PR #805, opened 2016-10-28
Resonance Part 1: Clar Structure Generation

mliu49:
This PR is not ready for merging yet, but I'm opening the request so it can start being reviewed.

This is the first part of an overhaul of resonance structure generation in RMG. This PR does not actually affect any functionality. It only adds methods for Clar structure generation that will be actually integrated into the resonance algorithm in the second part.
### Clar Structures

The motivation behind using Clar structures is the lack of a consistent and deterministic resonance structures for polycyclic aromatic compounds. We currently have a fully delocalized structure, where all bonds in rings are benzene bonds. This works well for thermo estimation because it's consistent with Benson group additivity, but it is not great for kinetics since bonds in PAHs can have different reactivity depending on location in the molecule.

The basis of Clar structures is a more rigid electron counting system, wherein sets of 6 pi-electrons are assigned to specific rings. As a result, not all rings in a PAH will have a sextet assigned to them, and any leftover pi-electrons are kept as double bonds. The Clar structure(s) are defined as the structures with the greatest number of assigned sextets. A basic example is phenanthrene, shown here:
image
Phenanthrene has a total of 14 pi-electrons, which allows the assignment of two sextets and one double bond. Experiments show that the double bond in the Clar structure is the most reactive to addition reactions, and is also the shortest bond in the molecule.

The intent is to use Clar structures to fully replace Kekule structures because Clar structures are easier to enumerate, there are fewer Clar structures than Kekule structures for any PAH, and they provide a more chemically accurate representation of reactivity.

——

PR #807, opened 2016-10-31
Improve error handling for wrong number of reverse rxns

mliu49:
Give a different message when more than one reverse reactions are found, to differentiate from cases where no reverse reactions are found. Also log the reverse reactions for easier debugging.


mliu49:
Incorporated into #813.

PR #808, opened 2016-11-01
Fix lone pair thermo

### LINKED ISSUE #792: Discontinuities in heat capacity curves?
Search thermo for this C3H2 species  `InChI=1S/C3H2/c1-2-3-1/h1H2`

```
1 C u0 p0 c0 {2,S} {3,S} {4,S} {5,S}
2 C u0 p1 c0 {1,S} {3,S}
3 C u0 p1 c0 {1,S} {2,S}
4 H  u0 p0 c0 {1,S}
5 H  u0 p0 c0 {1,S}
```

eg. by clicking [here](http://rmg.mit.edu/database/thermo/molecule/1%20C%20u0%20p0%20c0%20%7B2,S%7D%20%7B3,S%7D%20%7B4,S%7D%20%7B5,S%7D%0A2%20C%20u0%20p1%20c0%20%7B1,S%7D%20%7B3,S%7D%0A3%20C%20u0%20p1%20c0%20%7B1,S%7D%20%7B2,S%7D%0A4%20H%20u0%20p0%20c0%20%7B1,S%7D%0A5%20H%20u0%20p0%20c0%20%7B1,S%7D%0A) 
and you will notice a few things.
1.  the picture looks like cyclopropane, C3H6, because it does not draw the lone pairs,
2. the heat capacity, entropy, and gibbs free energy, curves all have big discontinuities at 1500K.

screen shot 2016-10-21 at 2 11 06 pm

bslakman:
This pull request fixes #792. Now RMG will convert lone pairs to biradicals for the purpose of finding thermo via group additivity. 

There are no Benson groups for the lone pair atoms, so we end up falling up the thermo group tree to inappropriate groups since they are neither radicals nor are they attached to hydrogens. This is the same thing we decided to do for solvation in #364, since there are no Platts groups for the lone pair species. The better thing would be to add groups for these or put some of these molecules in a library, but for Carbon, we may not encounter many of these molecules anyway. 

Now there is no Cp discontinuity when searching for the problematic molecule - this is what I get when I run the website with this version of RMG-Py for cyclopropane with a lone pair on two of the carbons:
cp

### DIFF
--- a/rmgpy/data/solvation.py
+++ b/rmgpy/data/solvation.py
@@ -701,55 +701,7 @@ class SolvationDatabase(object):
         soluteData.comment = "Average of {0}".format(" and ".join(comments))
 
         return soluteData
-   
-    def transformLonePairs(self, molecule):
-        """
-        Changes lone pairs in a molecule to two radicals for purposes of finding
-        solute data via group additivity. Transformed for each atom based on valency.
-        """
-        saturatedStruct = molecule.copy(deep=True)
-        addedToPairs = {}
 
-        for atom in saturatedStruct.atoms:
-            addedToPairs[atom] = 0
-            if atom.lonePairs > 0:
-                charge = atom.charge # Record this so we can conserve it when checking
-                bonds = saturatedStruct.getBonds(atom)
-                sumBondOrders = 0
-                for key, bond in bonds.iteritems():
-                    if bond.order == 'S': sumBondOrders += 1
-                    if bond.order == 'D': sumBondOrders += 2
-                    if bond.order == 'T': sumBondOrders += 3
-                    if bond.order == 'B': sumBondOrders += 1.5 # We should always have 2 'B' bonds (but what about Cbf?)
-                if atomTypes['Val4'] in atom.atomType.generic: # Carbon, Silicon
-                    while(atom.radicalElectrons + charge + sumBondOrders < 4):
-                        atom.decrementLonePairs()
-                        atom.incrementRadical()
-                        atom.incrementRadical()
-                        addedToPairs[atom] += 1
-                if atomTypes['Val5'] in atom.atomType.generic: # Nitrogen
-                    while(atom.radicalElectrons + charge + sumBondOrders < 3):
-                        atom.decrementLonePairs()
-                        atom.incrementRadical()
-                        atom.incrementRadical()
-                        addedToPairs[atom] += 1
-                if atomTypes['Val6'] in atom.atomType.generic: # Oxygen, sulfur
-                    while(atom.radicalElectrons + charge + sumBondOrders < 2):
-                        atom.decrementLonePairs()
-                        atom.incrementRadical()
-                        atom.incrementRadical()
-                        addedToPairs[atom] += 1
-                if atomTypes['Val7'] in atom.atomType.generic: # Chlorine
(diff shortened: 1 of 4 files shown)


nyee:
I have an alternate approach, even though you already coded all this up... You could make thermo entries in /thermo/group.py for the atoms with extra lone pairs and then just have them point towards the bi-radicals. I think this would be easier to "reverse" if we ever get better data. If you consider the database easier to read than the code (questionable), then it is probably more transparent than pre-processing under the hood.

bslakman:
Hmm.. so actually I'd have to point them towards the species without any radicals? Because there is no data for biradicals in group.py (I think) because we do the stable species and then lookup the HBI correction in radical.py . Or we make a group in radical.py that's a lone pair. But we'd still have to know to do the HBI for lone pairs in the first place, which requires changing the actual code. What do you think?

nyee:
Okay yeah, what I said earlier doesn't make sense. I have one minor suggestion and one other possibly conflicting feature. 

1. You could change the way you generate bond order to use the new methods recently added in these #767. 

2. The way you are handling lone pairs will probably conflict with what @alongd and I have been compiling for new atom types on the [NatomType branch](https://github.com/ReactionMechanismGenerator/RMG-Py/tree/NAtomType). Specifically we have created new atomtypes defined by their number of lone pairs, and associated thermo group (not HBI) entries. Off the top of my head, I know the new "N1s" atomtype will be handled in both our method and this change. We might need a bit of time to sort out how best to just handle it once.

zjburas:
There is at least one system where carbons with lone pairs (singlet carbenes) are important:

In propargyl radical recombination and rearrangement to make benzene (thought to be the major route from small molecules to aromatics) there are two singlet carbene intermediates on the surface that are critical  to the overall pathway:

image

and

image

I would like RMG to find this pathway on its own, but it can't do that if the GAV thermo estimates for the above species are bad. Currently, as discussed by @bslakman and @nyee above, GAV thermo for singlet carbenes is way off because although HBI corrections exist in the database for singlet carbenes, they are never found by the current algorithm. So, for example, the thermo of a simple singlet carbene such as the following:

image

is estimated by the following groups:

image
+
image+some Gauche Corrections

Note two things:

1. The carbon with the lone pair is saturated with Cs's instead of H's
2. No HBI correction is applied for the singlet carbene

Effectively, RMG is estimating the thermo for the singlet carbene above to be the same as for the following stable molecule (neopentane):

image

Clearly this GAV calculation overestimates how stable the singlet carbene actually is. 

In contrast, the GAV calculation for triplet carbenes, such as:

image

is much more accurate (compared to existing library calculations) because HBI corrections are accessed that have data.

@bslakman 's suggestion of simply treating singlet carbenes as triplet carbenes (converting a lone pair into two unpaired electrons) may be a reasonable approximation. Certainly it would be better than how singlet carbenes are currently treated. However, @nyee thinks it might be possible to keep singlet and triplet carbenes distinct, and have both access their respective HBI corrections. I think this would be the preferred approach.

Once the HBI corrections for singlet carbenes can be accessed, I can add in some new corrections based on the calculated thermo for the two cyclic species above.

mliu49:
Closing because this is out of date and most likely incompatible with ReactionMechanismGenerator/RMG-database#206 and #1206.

——

● WORK TO BE COMPLETED
Each line in the entries above that includes the string "things" should be extracted.

● SOLUTION
and you will notice a few things.
Note two things:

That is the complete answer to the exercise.